Hacker News

Your comment sort of implies that all this is some super standardized flow that is well studied and highly optimized but in my experience all this ML stuff is closer to the edge of broken than some kind of local maximum.

There is an ungodly number of engineering decisions that go into making ML work and any number of stupid things are all over the place that cause stuff to fail.

Like something stupid like your normalization was bad or your mix of data was bad or your learning rates were bad or you have some precision issues or your model has a bad init or some architectural problems cause poor training or straight up there are tons of bugs somewhere like your batching was doing something silly or there is some numerically unstable division or sqrt or somewhere etc etc.

At scale with stupid issues like hardware faults I imagine this only gets exponentially worse.

And then on product sides of integrating stuff more bugs sneak in like so many labs were releasing so many open source LLMs with broken and incorrectly configured chat templates that massively tanked performance.

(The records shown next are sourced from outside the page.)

PR #1289, opened 2015-06-15
coreos-overlay: Add arm64 keywords

glevand:
Add the arm64 keyword to any ebuilds that need it.

### DIFF
--- a/app-admin/flannel/flannel-9999.ebuild
+++ b/app-admin/flannel/flannel-9999.ebuild
@@ -4,9 +4,9 @@
 EAPI=4
 
 if [[ "${PV}" == 9999 ]]; then
-	KEYWORDS="~amd64"
+	KEYWORDS="~amd64 ~arm64"
 else
-	KEYWORDS="amd64"
+	KEYWORDS="amd64 arm64"
 fi
 
 inherit systemd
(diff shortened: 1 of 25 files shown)


app-emulation/open-vm-tools/open-vm-tools-9.10.0.ebuild
```diff
@@ -17,7 +17,7 @@ EGIT_SOURCEDIR="${WORKDIR}"
 
 LICENSE="LGPL-2"
 SLOT="0"
-KEYWORDS="amd64 ~x86"
+KEYWORDS="amd64 arm64 ~x86"
```
marineam: open-vm-tools is only applicable to VMware so I doubt this makes sense. Probably should fix by using `arm64? (  app-emulation/open-vm-tools )` or similar in board-packages.

app-emulation/xenserver-pv-version/xenserver-pv-version-6.2.0.ebuild
```diff
@@ -12,7 +12,7 @@ SRC_URI=""
 
 LICENSE="GPL-2"
 SLOT="0"
-KEYWORDS="amd64"
+KEYWORDS="amd64 arm64"
```
marineam: Only applicable to XenServer deployments, unlikely to be useful on ARM I assume. Add a conditional depend to the coreos ebuild instead.

glevand:
@marineam I removed the two patches for open-vm-tools and xenserver-pv-version from this series and will include new patches with your recommended changes in another PR.

marineam:
LGTM

PR #1291, opened 2015-06-17
coreos: add jq to base image

marineam:
Needed by an OEM and it is a small/general-enough thing that it seems
better to ship in the image than try to stick it into the OEM partition.

For https://github.com/coreos/coreos-overlay/pull/1282


mischief:
lgtm

crawford:
LGTM

PR #1297, opened 2015-06-18
coreos-overlay: Updates for arm64 kernel

glevand:
Adds arm64 kernel support.

The 3rd patch adds commands to coreos-kernel.eclass that generate a kernel minimal defconfig for reference.  The trend by kernel developers is to use minimal configs over full configs as they are generally considered easier to maintain.  A minimal config has all the options that equal the kconfig default options removed.


eclass/coreos-kernel.eclass
```diff
@@ -128,6 +128,13 @@ coreos-kernel_src_prepare() {
 coreos-kernel_src_configure() {
 	# Use default for any options not explitly set in defconfig
 	yes "" | kmake oldconfig
+
+	# For convinence, generate a minimal defconfig of the build
+	local f=$(find_defconfig)
+	f=${f##/*/}
+	kmake savedefconfig
+	einfo "Saving minimal kernel defconfig as ${KBUILD_OUTPUT}/$f"
```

Or they set up some parmeters in sampling wrong and stuff gets stuck in loops or hallucinates tons or something.

In his 2025 hotchips keynote Noam Shazeer (GDM VP) even says that you need hardware determinism because there are just so many bugs in ML experiments that you need to be able to tweak and test things.

Also there are just so many obvious issues with the way everything works conventionally in GPT2 style like with softmax causing attention sinks at punctuation and creating dispersion over longer sequences because of low sharpness and the whole previllaged basis thing making it so common information takes up a lot of model capacity.